### Work item
Please give back word for word the lines below, from the first one through the one with "30–60 s | ~4 s |".

Dataset entries:
PR #208, opened 2026-05-08
Add senpi_runtime_helpers Python wrapper + migrate Pangolin to it

rachinkapoor:
## Summary

- Adds `_helpers/senpi_runtime_helpers/` — a stdlib-only Python wrapper that gives senpi-skills producers a persistent HTTPS client to MCP, a direct POST path to the runtime's `/signals` endpoint, a stale-PID-recovering `scanner_lock`, bounded `parallel(...)` fan-out, a per-tick TTL cache, and a `producer_daemon` scheduler that replaces openclaw cron + `agentTurn`.
- Migrates Pangolin to the wrapper (the only producer migrated in this PR — others stay on the legacy `mcporter`/`external-scanner ingest` path until their own migrations).
- Adds a wrapper-discoverable `SKILL.md` and reference docs so agents authoring future skills find the right path.

## Why

Per `senpi-trading-runtime/docs/runtime-v2-fixes/runtime-2-performance-findings.md`, the legacy producer architecture was paying for:

- 5–8 s CLI cold-start per `openclaw senpi external-scanner ingest`.
- 6-process `mcp-remote` spawn tree (250–300 MB transient RSS, 2.5–5 s per MCP call).
- Cron + `agentTurn` LLM tax on every tick — 740 LLM agent runs in 3.5 days just to dispatch a Python script.
- Fork-storm pressure under overlapping crons (kernel `EAGAIN` from `fork()`).

The wrapper closes all four. On the wrapper-test deploy:

| Metric | Legacy | Wrapper |
|---|---|---|
| MCP call latency (median) | 2.5–5 s | 273 ms |
| Producer tick wall-clock | 30–60 s | ~4 s |
| `mcp_initialized` events / process | once per call | 1 lifetime |
| Plugin re-registrations / 3.5 days | 605 | ~12 |
| Zombie/h from cron pipeline | 2.4 | 0 (single one-shot startup zombie) |

## What's in this PR

| Path | What |
|---|---|
| `_helpers/senpi_runtime_helpers/` | Wrapper package: `client.py` (MCP + `/signals` + `/state` probes), `daemon.py` (scheduler + boot probe + periodic `alive_check`), `lock.py` (PID-aliveness recovery), `cache.py` (LRU+TTL+thundering-herd coalesce), `parallel.py` (bounded fan-out, hard `tick_timeout` enforcement), `_config.py`, `_logging.py`. 50 stdlib `unittest` tests. |
| `_helpers/senpi_runtime_helpers/SKILL.md` | Agent-facing skill: decision tree, recipes, errors→fixes table, footgun callout (`asset`/`direction` go top-level, not in `data`). |
| `_helpers/senpi_runtime_helpers/references/` | `architecture.md` (rationale + measured impact), `migration-cookbook.md` (legacy → wrapper step-by-step), `runtime-deployment.md` (3-step Railway recipe), `signal-schema.md` (full `SignalItem` reference). |
| `GUIDE.md` | New Section 3.0 directs new producer skills at the wrapper. Sections 3.1–3.7 stay published as a reference for un-migrated skills. |
| `senpi-trading-runtime/SKILL.md` | Companion-skill callout pointing producers at the wrapper. |
| `pangolin/scripts/pangolin-producer.py` | Migrated to `producer_daemon` + `client.push_signal`. Keeps Pangolin's funding-fade thesis verbatim. |
| `pangolin/runtime.yaml` | `external_scanner.config.fields` cleaned up so `asset`/`direction` are top-level routing only (matches the runtime's `SignalItem` schema). |

## Compatibility

Requires `senpi-trading-runtime >= 2.0.0`. The wrapper does not parse the legacy `{ results: [...] }` envelope from 1.x, and the daemon's default `alive_check` requires the new `GET /state` endpoint (2.x only) to detect runtime-delete and scanner-rename. Currently verified against `@senpi/runtime@2.0.0-dev.runtime-phase-2.20260508074726` — the dev tag pin is in `_helpers/senpi_runtime_helpers/references/runtime-deployment.md` and updates as new dev tags publish.

## Test plan

- [ ] CI: `npm test` across the 50-test wrapper suite (stdlib `unittest`, no creds).
- [ ] Manual: deploy the matched pair (`@senpi/runtime@2.0.0-dev.runtime-phase-2.<TIMESTAMP>` + this branch) on Railway. Confirm:
  - [ ] `[senpi_helpers] event=daemon_started, alive_check_enabled=true` at boot.
  - [ ] `[senpi_helpers] event=mcp_initialized` exactly once per process lifetime.
  - [ ] Per-tick MCP latency 250–500 ms typical.
  - [ ] `daemon_aborted_no_runtime` fires when an unregistered wallet is passed (boot probe self-terminate).
  - [ ] `is_scanner_registered` returns False if the scanner is dropped from the runtime config; daemon self-terminates within ~5 min.
- [ ] Pangolin tick on the wrapper-test box reaches `daemon_tick_finished status=ok` end-to-end against the 2.0 runtime.

## Out of scope

- Migrating the other ~89 producers. Each is its own follow-up PR; `migration-cookbook.md` documents the per-skill recipe.
- Scanner-level liveness check requires runtime 2.0 (already shipped on `runtime-phase-2`). Pre-2.0 deploys will fail the `alive_check` boot probe — opt out via `alive_check=None` if running against an older runtime is intentional.
- Per-skill telemetry counters (`runtime.signals_ingested`) — TODO'd on the runtime side under the S11 telemetry work.

---

> [!NOTE]
> **Medium Risk**
> Adds a sizable new stdlib-only producer runtime wrapper (direct MCP + `/signals` HTTP, daemon scheduler, locking/cache/parallelism) plus an operator CLI; risk is mainly correctness/regression when producers migrate to this new execution and ingestion path.
> 
> **Overview**
> Introduces `senpi_runtime_helpers`, a new stdlib-only Python wrapper for producers that replaces the legacy `mcporter`/OpenClaw CLI subprocess approach with a persistent HTTPS MCP client, direct `/signals` posting, per-tick caching, bounded parallel fan-out, and a long-lived `producer_daemon` scheduler with runtime/scanner liveness checks.
> 
> Adds an operator-facing `senpi-helpers` CLI (list/health/stats/stop/restart) backed by daemon state files (`pid.json`/`boot.json`/`heartbeat.json`) and log aggregation, and updates `GUIDE.md` to direct new skills to the wrapper while keeping legacy docs as reference.
> 
> <sup>Reviewed by [Cursor Bugbot](https://cursor.com/bugbot) for commit 1a58588582c1afee1efec58d0e06e9e9b36b1baf. Bugbot is set up for automated code reviews on this repo. Configure [here](https://www.cursor.com/dashboard/bugbot).</sup>


_helpers/senpi_runtime_helpers/cache.py
```diff
@@ -0,0 +1,238 @@
...
+
+    with cache.lock:
+        cache.store[key] = _Entry(time.time(), value)
+        cache.store.move_to_end(key)
+        while len(cache.store) > cfg.TICK_CACHE_MAX_ENTRIES:
+            cache.store.popitem(last=False)
+            cache.evictions += 1
+        cache.misses += 1
+        cache.pending.pop(key, None)
+    pending.set()
```
danielmbirochi: **Cache coalesce has a wakeup race that defeats the point of the cache.**

Owner inserts the entry under `cache.lock` (lines 168–174) and then calls `pending.set()` *outside* the lock (line 176). A waiter that returns from `pending.wait()` between those two steps re-acquires `cache.lock`, finds no entry (it isn't published yet), falls through to `client.mcp_call(...)` at line 153, and re-issues the call. The "last writer wins for the cache entry" comment papers over the race, but the wrapper's whole purpose is to collapse N concurrent callers into one MCP call.

Fix: set the event while still holding `cache.lock` (move line 176 inside the `with cache.lock:` block at line 168), or have waiters re-check under lock with a brief retry.

`test_thundering_herd_coalesced_to_one_call` only covers the happy path with a sleep — this race never surfaces in CI.

_helpers/senpi_runtime_helpers/client.py
```diff
@@ -0,0 +1,784 @@
...
+        conn = self._pool.get(scheme, host, port, timeout)
+        try:
+            conn.request("GET", path, headers={"Host": parts.netloc, "Accept": "application/json"})
+            resp = conn.getresponse()
+        except (http.client.HTTPException, ConnectionError, OSError, TimeoutError) as e:
+            self._pool.reset(scheme, host, port)
+            raise SenpiClientError(f"state probe transport error: {e}") from e
+
+        try:
+            raw = resp.read()
```
danielmbirochi: **`_fetch_state` never closes the `HTTPResponse`, leaking its keep-alive socket.**

`raw = resp.read()` (line 430) and the non-200 raise (line 435) never call `resp.close()` — same on the success path. Compare to `_post_json`, which uses `with` semantics so the response is closed deterministically. Under fan-out and frequent `/state` probes from `alive_check`, this leans on GC for connection cleanup.

Fix: wrap the response in `try/finally: resp.close()` or restructure to `with resp:`.

_helpers/senpi_runtime_helpers/daemon.py
```diff
@@ -0,0 +1,313 @@
...
+                    after_tick=tick_count,
+                    reason="alive_check returned False between ticks",
+                )
+                break
+
+            tick_count += 1
+            tick_started_at = time.time()
+            log_event("daemon_tick_started", name=name, tick=tick_count)
+
+            armed = _arm_tick_alarm(tick_timeout)
```
danielmbirochi: **SIGALRM is armed before `scanner_lock` enters and disarmed after it exits — the lock ceremony is inside the timeout budget.**

`_arm_tick_alarm(tick_timeout)` (line 262) runs before `with scanner_lock(...)` (line 266), and `_disarm_tick_alarm()` (line 279) runs in the outer `finally`. The alarm can fire during `scanner_lock.__enter__` (inside `_write_metadata_inplace` in `lock.py`) and during `__exit__` while it's releasing the flock and closing the fd. The producer's `fn()` body is what should be timed, not the lock acquisition/release.

Fix: arm inside the `with scanner_lock(...)` block (right before `fn()`), disarm right after.

_helpers/senpi_runtime_helpers/SKILL.md
```diff
@@ -0,0 +1,390 @@
...
+| `signal_post: HTTP 400 INVALID_REQUEST: Exceeded api.maxItemsPerSignalsRequest=10` | Batch larger than runtime cap | Split the batch (default cap is 10) |
+| `signal_post: HTTP 4xx/5xx ENVELOPE_CODE: …` | Runtime rejected the envelope itself | Read the human message in the exception — it's the runtime's diagnostic |
+| `MCP error: …` from `mcp_call` | MCP server reported a tool-side error | Check tool name + arguments against `senpi-hyperliquid-mcp` schema |
+| `urllib.error.URLError` from `mcp_call` | Network / connect / TLS failure | Verify `SENPI_MCP_URL`, `SENPI_AUTH_TOKEN`. Retry transient errors at next tick |
+| `socket.timeout` from `mcp_call` or `signal_post` | Wall-clock timeout exceeded | Override per-call: `client.mcp_call(tool, timeout=60.0, …)` |
+| `lock_stale_recovered` (info, not error) | Previous holder crashed; lock auto-recovered | No action; this is the intended self-healing behaviour |
```
danielmbirochi: **`lock_stale_recovered` is documented but never emitted by the code.**

This errors→fixes table references `lock_stale_recovered`; `references/architecture.md:129` makes the same claim ("logs `lock_stale_recovered` and proceeds"). The actual emission in `lock.py:157` is `lock_recovered_after_crash`. Operators grepping logs for the documented event find nothing.

Pick one and align the other (rename the code event or rename the doc references).

_helpers/senpi_runtime_helpers/SKILL.md
```diff
@@ -0,0 +1,390 @@
...
+daemon (tick lifecycle + signal handling).
+
+---
+
+## See also
+
+- [`references/migration-cookbook.md`](references/migration-cookbook.md) — long-form migration with before/after snippets.
+- [`references/architecture.md`](references/architecture.md) — why this exists, performance numbers, incident background.
+- [`references/signal-schema.md`](references/signal-schema.md) — full `SignalItem` shape, validation rules, `data` block conventions.
+- [`pangolin/scripts/pangolin-producer.py`](../../pangolin/scripts/pangolin-producer.py) — reference wrapper-based producer.
```
danielmbirochi, line 485: **Test count is stale.**

Docs say "35 tests" here and in `_helpers/senpi_runtime_helpers/README.md:34`. `tests/test_*.py` defines 51 `def test_*`. PR description says 50. Pick the right number and update both docs.

_helpers/senpi_runtime_helpers/references/signal-schema.md
```diff
@@ -0,0 +1,198 @@
...
+
+Full description of the `SignalItem` shape consumed by
+`senpi-trading-runtime`'s `POST /signals` endpoint, as exposed by
+`SenpiClient.push_signal(...)` and `push_signals([...])`.
+
+For usage recipes, read [`../SKILL.md`](../SKILL.md). This doc is the
+authoritative field reference.
+
+Source of truth on the runtime side:
+[`senpi-trading-runtime/src/runtime-api/routes/signals.schema.ts`](../../../../senpi-trading-runtime/src/runtime-api/routes/signals.schema.ts)
```
danielmbirochi: **Cross-repo doc links don't resolve in `senpi-skills`.**

This line and `_helpers/senpi_runtime_helpers/client.py:739` link to `senpi-trading-runtime/src/runtime-api/routes/signals.schema.ts` via `../../../../`. `_helpers/senpi_runtime_helpers/references/architecture.md:22,76` and `GUIDE.md:217` similarly link to `senpi-trading-runtime/docs/runtime-v2-fixes/runtime-2-performance-findings.md` and `wrapper-plan.md`. Those paths live in the runtime repo, not here — `senpi-trading-runtime/` in this repo only contains `SKILL.md` + `references/`.

Fix: qualify as "in the senpi-trading-runtime repo" or replace with the published doc URL.

danielmbirochi (commented):
Some comments on wrapper correctness and doc/code drift. None are blocking but all are concrete fixes before this carries the fleet.

_helpers/senpi_runtime_helpers/SKILL.md
rachinkapoor: Both docs say 54 now (matches the 54 actual tests across 5 files). Fixed in 5d0552b.

_helpers/senpi_runtime_helpers/daemon.py
```diff
@@ -0,0 +1,318 @@
...
+    # wallet; uses scanner when provided); explicit None → opt out;
+    # callable → use as-is.
+    if alive_check is _DEFAULT_ALIVE_CHECK:
+        if wallet is None:
+            raise ValueError(
+                "producer_daemon requires `wallet=...` for the default runtime "
+                "liveness check. Pass `wallet=<your strategy wallet>` to enable "
+                "auto-self-termination on runtime delete, or `alive_check=None` "
+                "to opt out."
+            )
```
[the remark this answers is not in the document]
rachinkapoor: Good catch. Daemon now rejects empty / non-0x wallets up front with a clear ValueError, instead of bypassing the None-check and silently turning every alive probe into a swallowed exception. Test added. Fixed in 2366efa.

_helpers/senpi_runtime_helpers/cache.py
```diff
@@ -0,0 +1,255 @@
...
+    consistent because `_Cache.__init__` allocates everything before the
+    attribute is bound."""
+    cache = getattr(client, _CLIENT_CACHE_ATTR, None)
+    if isinstance(cache, _Cache):
+        return cache
+    new_cache = _Cache()
+    # If client._cache was previously set to a plain dict (legacy SenpiClient
+    # __init__ path before the upgrade), replace it with the typed cache.
+    setattr(client, _CLIENT_CACHE_ATTR, new_cache)
+    return new_cache
```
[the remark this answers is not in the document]
rachinkapoor: Fixed by initializing `_cache` directly as a `_Cache()` in `SenpiClient.__init__`. The dict-to-_Cache transition is gone, so the race window is gone. Also dropped the misleading 'thread-safe via the GIL' comment — the GIL does not make check-then-act atomic. Fixed in 8fa7f32.

_helpers/senpi_runtime_helpers/client.py
```diff
@@ -0,0 +1,788 @@
...
+        # Drain so the connection can be reused for the next request.
+        body_bytes = resp.read()
+        # If the server signalled connection-close, drop our reference.
+        if resp.getheader("Connection", "").lower() == "close":
+            pool.reset(scheme, host, port)
+        raise urllib.error.HTTPError(
+            url, resp.status, resp.reason, dict(resp.getheaders()), io.BytesIO(body_bytes)
+        )
+
+    return resp
```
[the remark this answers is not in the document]
rachinkapoor: Fixed. Converted `_post_json` to a `@contextmanager` so `Connection: close` is honored in `finally` on every exit path — success, 4xx/5xx, and exceptions inside the `with` block. Mirrors what `_fetch_state` already does on the GET side. Caller `with _post_json(...) as resp:` syntax is unchanged. Test added. Fixed in 2214e95.

_helpers/senpi_runtime_helpers/PR-208-COMMENT-RESPONSES.md
```diff
@@ -0,0 +1,37 @@
...
+appreciates above ~$168, which is the bracket the test deployment is
+intentionally exercising.
+
+The fleet baseline will revert to `1000.0` (or be made wallet-relative) when
+the Pangolin producer migrates beyond the test deployment. That work happens
+in a follow-up PR alongside the next round of fleet tuning; treating it as a
+gate on this PR would block the wrapper migration on unrelated tuning work.
+
+The bugbot comment is left **unresolved** in GitHub (rather than resolved) so
+the issue remains visible until the post-test rebase lands.
```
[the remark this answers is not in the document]
rachinkapoor: Removed. The rationale (rebase `STARTING_BUDGET` back to 1000.0 in a follow-up PR after the test deployment graduates) stays in this bugbot thread, which is the canonical record. Fixed in 19dc1ed.

pangolin/scripts/pangolin_config.py
```diff
@@ -39,6 +42,51 @@
...
+    """Module-level attribute that defers SenpiClient construction until first
+    attribute access. Preserves the legacy `cfg._wrapper_client.mcp_call(...)`
+    call shape used by the producer + scanner without forcing eager
+    instantiation at import time."""
+
+    def __getattr__(self, name: str):
+        return getattr(_get_wrapper_client(), name)
+
+
+_wrapper_client = _WrapperClientProxy()
```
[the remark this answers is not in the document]
rachinkapoor: Fixed in e83d7d4. `_WrapperClientProxy` now delegates `__setattr__` AND `__delattr__` to the wrapped `SenpiClient` in addition to `__getattr__`. The hazard called out here is real: `__getattr__` is a fallback (only invoked when normal attribute lookup fails), but `__setattr__` and `__delattr__` are always called for assignment/deletion. Without delegation, a stray `cfg._wrapper_client.X = Y` would land on the proxy's own `__dict__` and a subsequent read would find it via normal lookup, bypassing the wrapped client entirely. The canonical `cache.py` setattr path the bugbot called out is already unreachable after the eager `_cache` init in 8fa7f32, but the proxy is now defensively correct for any future writer. Proxy holds no state of its own, so blanket delegation is right. Docstring expanded to record why all three dunders are required.

_helpers/senpi_runtime_helpers/references/architecture.md
```diff
@@ -0,0 +1,141 @@
+# Architecture & rationale
```
garg-prashant: Its a public repo, do you think we should keep our architecture docs here ?

_helpers/senpi_runtime_helpers/daemon.py
```diff
@@ -0,0 +1,382 @@
...
+            except Exception as e:  # noqa: BLE001 — log and keep looping
+                tick_status = "error"
+                # Bare exception type name as the code — keeps the `errors_by_code`
+                # histogram in `senpi-helpers stats` readable. The full
+                # exception message remains in `error` for debugging.
+                tick_code = type(e).__name__
+                tick_err = f"{type(e).__name__}: {e}"
+
+            if tick_status != "ok":
+                error_count += 1
```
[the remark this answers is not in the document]
rachinkapoor: Fixed in a82b40b. `skipped_locked` is now excluded from `error_count` (daemon.py), from `_compute_health` failure status (cli.py treats it as healthy), and from `ticks_errors_by_code` in the stats aggregator (stats.py — it still shows up in `ticks_by_status.skipped_locked` since operators want to see the count, just not as an error). Three tests added across test_daemon / test_cli / test_stats.

_helpers/senpi_runtime_helpers/client.py
```diff
@@ -0,0 +1,812 @@
...
+        if data is not None:
+            item["data"] = data
+        if asset is not None:
+            item["asset"] = asset
+        if direction is not None:
+            item["direction"] = direction
+        if score is not None:
+            item["score"] = score
+        if signal_type is not None:
+            item["signal_type"] = signal_type
```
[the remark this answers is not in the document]
rachinkapoor: Bugbot is mistaken on this one. The runtime schema at `senpi-trading-runtime/src/runtime-api/routes/signals.schema.ts:41,57` declares `signal_type: Type.Optional(Type.String())` — snake_case, not camelCase. The wire key the wrapper sends matches exactly. `signal-schema.md` in this PR documents `signal_type` as the canonical name, also matching. No fix needed; `additionalProperties` is not raising on this field because the field is in fact declared. Closing as not-a-bug.

_helpers/senpi_runtime_helpers/manage.py
```diff
@@ -0,0 +1,261 @@
...
+        return False
+    try:
+        os.kill(pid, 0)
+        return True
+    except ProcessLookupError:
+        return False
+    except PermissionError:
+        return True
+    except OSError:
+        return False
```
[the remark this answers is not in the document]
rachinkapoor: Fixed in 8ed58e5. Canonical `pid_alive(pid)` now lives in `state.py`. `lock.py`, `cli.py`, and `manage.py` each `from .state import pid_alive` under their existing local name (`_process_alive` / `_is_pid_alive` / `is_pid_alive`) so call sites are unchanged. Bug fixes now land once. Six tests in test_state.PidAliveTests pin the invariant — three of them use `assertIs` to verify each module's local name IS the same function object as `state.pid_alive`, so a future re-divergence fails the suite.

_helpers/senpi_runtime_helpers/references/cli-reference.md
```diff
@@ -0,0 +1,401 @@
...
+
+# Via the Python package (works anywhere senpi_runtime_helpers is importable)
+python3 -m senpi_runtime_helpers.cli <subcommand> [args]
+```
+
+The wrapper script is at `<workspace>/skills/_helpers/senpi-helpers` and is
+executable. Alias it for convenience:
+
+```bash
+alias senpi-helpers=/data/workspace/skills/_helpers/senpi-helpers
```
garg-prashant: btw, there are several paths the skill can be installed in. Here we are assuming that it would always be in the hardcoded path.

_helpers/senpi_runtime_helpers/references/architecture.md
rachinkapoor: Yes? 
Please explain your concern with doc. It explains the architecture of runtime and helper.

_helpers/senpi_runtime_helpers/references/cli-reference.md
```diff
@@ -0,0 +1,401 @@
...
+```
+
+## Global options
+
+| Flag                  | Default                                | Notes                                                                                |
+|-----------------------|----------------------------------------|--------------------------------------------------------------------------------------|
+| `--state-dir <path>`  | `$SENPI_HELPERS_STATE_DIR`             | Override the state directory for this invocation.                                    |
```
garg-prashant, line 36: Too much responsibility on LLM to figure out things. Lets see how this goes.

rachinkapoor: TBH, it's for me and you to be able to help debug users

_helpers/senpi_runtime_helpers/references/cli-reference.md
rachinkapoor: Good catch, thanks. Fixed in e2a9305. The doc now uses `${OPENCLAW_WORKSPACE:-/data/workspace}/skills/_helpers/senpi-helpers` so it adapts to any install path. The `python3 -m senpi_runtime_helpers.cli` form is already install-path agnostic.

_helpers/senpi_runtime_helpers/references/runtime-deployment.md
```diff
@@ -0,0 +1,169 @@
...
+
+Open https://railway.app/template/openclaw and deploy. The template provisions an OpenClaw gateway service with the right Dockerfile + a 22 GB volume mounted at `/data`.
+
+This step gives you a service ID, a project ID, and an environment ID — keep them; you'll need them in step 2.
+
+### 2. Set these environment variables
+
+```bash
+# Pin the runtime + skills to the verified-working pair
+SENPI_RUNTIME_NPM_SPEC=@senpi/runtime@2.0.0-dev.runtime-phase-2.20260511075330
```
garg-prashant: No, this is no more valid. The version won't have `dev` in its name.

_helpers/senpi_runtime_helpers/references/architecture.md
rachinkapoor: Removed

_helpers/senpi_runtime_helpers/references/runtime-deployment.md
```diff
@@ -0,0 +1,169 @@
...
+| MCP keep-alive working | `grep mcp_initialized /tmp/pangolin-daemon.log \| wc -l` | `1` (per process lifetime) |
+| Tick latency | `grep daemon_tick_finished /tmp/pangolin-daemon.log \| tail` | 3-5 s (not 30+ s) |
+| MCP call latency | `grep mcp_call /tmp/pangolin-daemon.log \| tail` | 250-500 ms typical |
+| Runtime registered | `openclaw senpi runtime list` | one row, status=running |
+| Plugin version | gateway log | matches `SENPI_RUNTIME_NPM_SPEC` |
+
+## Pin rationale
+
+The two pins above (`SENPI_RUNTIME_NPM_SPEC` + `SENPI_SKILLS_BRANCH`) are a matched pair. The `2.0.0-dev.runtime-phase-2.20260511075330` build is a 2.0 dev tag with the senpi-stack `/signals` + `/audit` envelope, the `/state` endpoint that `helper-mcp-envelope-aligned`'s daemon needs for scanner-level liveness, the restored `senpi.{listActions,getActionState,getActionHistory}` gateway methods, and the 90 s LLM-decision abort cap. Pinning a 1.x runtime would produce silent envelope-parse failures and missing `/state` 404s; pinning a 2.x runtime against the older `wrapped-skills` branch (which doesn't expect the new envelope) goes the other way. Keep both halves on 2.x.
```
garg-prashant: ahh, too coupled to a specific version 2.0.0-dev.runtime-phase-2.20260511075330 which is not even the prod version

_helpers/senpi_runtime_helpers/references/runtime-deployment.md
rachinkapoor: Yes, once we release the runtime, the correct version will be in place.

_helpers/senpi_runtime_helpers/references/runtime-deployment.md
```diff
@@ -0,0 +1,169 @@
+# Runtime deployment
```
garg-prashant: remove this file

### Response box
PR #208, opened 2026-05-08
Add senpi_runtime_helpers Python wrapper + migrate Pangolin to it

rachinkapoor:
## Summary

- Adds `_helpers/senpi_runtime_helpers/` — a stdlib-only Python wrapper that gives senpi-skills producers a persistent HTTPS client to MCP, a direct POST path to the runtime's `/signals` endpoint, a stale-PID-recovering `scanner_lock`, bounded `parallel(...)` fan-out, a per-tick TTL cache, and a `producer_daemon` scheduler that replaces openclaw cron + `agentTurn`.
- Migrates Pangolin to the wrapper (the only producer migrated in this PR — others stay on the legacy `mcporter`/`external-scanner ingest` path until their own migrations).
- Adds a wrapper-discoverable `SKILL.md` and reference docs so agents authoring future skills find the right path.

## Why

Per `senpi-trading-runtime/docs/runtime-v2-fixes/runtime-2-performance-findings.md`, the legacy producer architecture was paying for:

- 5–8 s CLI cold-start per `openclaw senpi external-scanner ingest`.
- 6-process `mcp-remote` spawn tree (250–300 MB transient RSS, 2.5–5 s per MCP call).
- Cron + `agentTurn` LLM tax on every tick — 740 LLM agent runs in 3.5 days just to dispatch a Python script.
- Fork-storm pressure under overlapping crons (kernel `EAGAIN` from `fork()`).

The wrapper closes all four. On the wrapper-test deploy:

| Metric | Legacy | Wrapper |
|---|---|---|
| MCP call latency (median) | 2.5–5 s | 273 ms |
| Producer tick wall-clock | 30–60 s | ~4 s |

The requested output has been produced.